Matt Damon plays a real-life whistle blower in Steven Soderbergh’s semi-fictionalized The Informant! But it’s a character who’s really fictionalized himself: Mark Whitacre, a bio-chemical division executive at agricultural mega-corporation Archer Daniels Midland, who starts working with the FBI in the ‘90s, after he reveals (or claims) to his bosses that a corporate mole for a Japanese rival has infiltrated the company. That’s only the beginning of Mark’s odd exposures. After ADM brings in the FBI to investigate, Mark tells them that ADM itself is deeply involved itself in price-fixing and corruption, and then wears a wire for the Feds to record hundreds of sometimes incriminating conversations with his fellow execs. But, as we keep learning, there’s more to Mark than experimenting with corn or blowing whistles.

I liked Soderbergh gutsily uncommercial Che, if not his pretentiously pseudo-erotic The Girlfriend Experience, and I’m not unreceptive to the Ocean series. But, as advertised this is Soderbergh’s best movie in a while. It connects with the audience in all sorts of weird and entertaining ways: as thriller, comedy, satire, and expose. And the fact that Damon plays Mark so lightly and humorously -- like a dorkier riff on his psychopathic deceiver Tom Ripley in The Talented Mr.

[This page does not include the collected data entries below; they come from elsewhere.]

PR #1596, opened 2023-04-03
Remove open-source from banned words

melindafekete:
When used as an adjective preceding a noun, open-source should be hyphenated. 

Sources:
- https://learn.microsoft.com/en-us/style-guide/a-z-word-list-term-collections/o/open-source
- https://www.oxfordlearnersdictionaries.com/definition/english/open-source

I deleted the check entirely, instead of swapping them around since there can be cases when the non-hyphenated version should be used (see in Microsoft example above).


naveenchkrvrthy (approved):

emmenko:
@melindafekete Please remember to add a changeset if the changes should be released.

Once the changeset is merged, it will be included in the next release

Ripley -- and that he’s backed by cast full of standup comics (including The Smothers Brothers as a CEO and a judge), insure that we’ll look at everything here with a mix of amusement and skepticism. Just as we should for his increasingly incredible maneuvers.

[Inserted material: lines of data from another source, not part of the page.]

PR #1604, opened 2023-04-05
Ga topic status with localstorage

gabriele-ct:
Attempt to use localstorage cache for swr.

I invested some time on it and still has glitches:
- if a user logs out with, say, 1 quiz passed, then logs in again and passes the 2nd quiz, when navigates from one page to another, keeps getting the old 1 quiz passed response.
- little flash when navigating to a SSR page (as it doesn't have localstorage knowledge)

### DIFF
--- a/packages/gatsby-theme-docs/src/layouts/internals/layout-application.js
+++ b/packages/gatsby-theme-docs/src/layouts/internals/layout-application.js
@@ -1,7 +1,9 @@
 import React from 'react';
+import { SWRConfig } from 'swr';
 import PropTypes from 'prop-types';
 import styled from '@emotion/styled';
 import { designSystem } from '@commercetools-docs/ui-kit';
+import useIsClientSide from '../../hooks/use-is-client-side';
 
 /* NOTE: `overflow` shorthand is only supported is Chrome and FF */
 const Root = styled.div`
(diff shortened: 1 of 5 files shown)


packages/gatsby-theme-docs/src/layouts/internals/layout-application.js
```diff
@@ -41,18 +43,55 @@ const Container = styled.div`
...
+  const { isClientSide } = useIsClientSide();
+  return (
+    <>
+      <Root
+        role="application"
+        id="application"
+        isGlobalNotificationVisible={Boolean(props.globalNotification)}
+      >
+        {isClientSide ? (
+          <SWRConfig value={{ provider: localStorageProvider }}>
```
gabriele-ct, line 84: First doubt. If we want to have the course/topic status available in the sidebar and (potentially in the future) in the actual content page, the only place common between these 2 layouts is the application layout.
Adding cache provider here means that all the usages of swr in the app will be cached in local cache. This might be what we actually want, or might be creating side effects.

packages/gatsby-theme-docs/src/layouts/internals/layout-application.js
```diff
@@ -41,18 +43,55 @@ const Container = styled.div`
...
-    </Root>
-    <div id="modal-portal" />
-  </>
-);
+const localStorageProvider = () => {
+  // When initializing, we restore the data from `localStorage` into a map.
+  const map = new Map(JSON.parse(localStorage.getItem('app-cache') || '[]'));
+
+  const handleBeforUnload = (event) => {
+    const appCache = JSON.stringify(Array.from(map.entries()));
```
gabriele-ct, line 51: This handler is very aggressive as it will dump swr state to the cache each time the page is refreshed. But we refresh the page alsow each time we login and logout.
This is the reason of the 2 custom events that basically disable writing the cache upon login and logout.

packages/gatsby-theme-docs/src/layouts/internals/layout-application.js
nkuehn: #1  I wonder if something like the SWRConfig would not be better placed in gatsby-browser's "wrapXXXElement" hooks.   That implicitly makes them client side only and also makes sure they are in all layouts. 

#2  having one cache provider for any SWR even across microsites felt weird to me too in the beginning but I concluded that it's the whole point of it.   The cache keys are the URLs you use to fetch from SWR and the content is the API response.  And we want that information to be available at least in stale state for other pages / views / microsites.   So it must be one fixed key like "app-cache" and also at top level for the domain.  We could use a more specific localstorage key maybe that is more explanatory.

nkuehn (commented):
The behavior is nice :-) 

Still a slight delay but that is the general hydration of the static page after reloading (it just becomes more visible but is not new, the top meny does not work too in the first second).

nkuehn:
> If you have time I'd like you to have a look to more specific scenarios like, for example:

@FFawzy  could you do me a favor and test through the mentioned scenarios with a diligent look at the status indicators in the navigation?  Realistically I would not be able to follow up because I'll only be there for a day next week.

nkuehn:
>  the tick disappears for a sec and then appears again 
@FFawzy  to properly analyze you have to have the network tab open and filter the api requests.  There is a short delay on reloads (like microsite switch) that cannot be avoided because it's the time the browser takes to hydrate the static page with the app.  But there could also be a longer delay if it really re-fetches the data.    Slow-motion / slow network mode of the dev tools is you friend in this kind of analysis work.    
The second topic you brought up also sounds like you need to analyze it in depth with slow mo and the API calls logged while it loads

The kicker: All the while Mark is helping spy on his own company, he’s also fiddling with money, embezzling and robbing ADM of millions, while concealing or lying about his own chicanery (though not about the company’s corruption) to his FBI contacts -- whom he later lies about as well. Mark isn’t exaggerating about his bosses‘ price-fixing; several went to jail. But he’s committing crimes of his own s as he helps gather evidence against them -- and he later tries to justifies his thievery as the “business as usual” at ADM, taught to him by others.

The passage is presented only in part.